* **Task goal**: Each entry that follows should be written again verbatim.

* **Material to process**:
PR #1410, opened 2023-11-06
Split changelog workflows to separate logic on when each gets run

waylan:


waylan:
Hmm, neither of the changelog workflows should be running in this PR as the requirements are not met for either (no changes were made in `markdown/` and no changes to the changelog). This used to work before the change in #1388. I thought that if we separated out the validation, then the previous behavior would return. Not sure what I'm missing here.

oprypin:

* **Result of this task**:
PR #1410, opened 2023-11-06
Split changelog workflows to separate logic on when each gets run

waylan:


waylan:
Hmm, neither of the changelog workflows should be running in this PR as the requirements are not met for either (no changes were made in `markdown/` and no changes to the changelog). This used to work before the change in #1388. I thought that if we separated out the validation, then the previous behavior would return. Not sure what I'm missing here.

oprypin:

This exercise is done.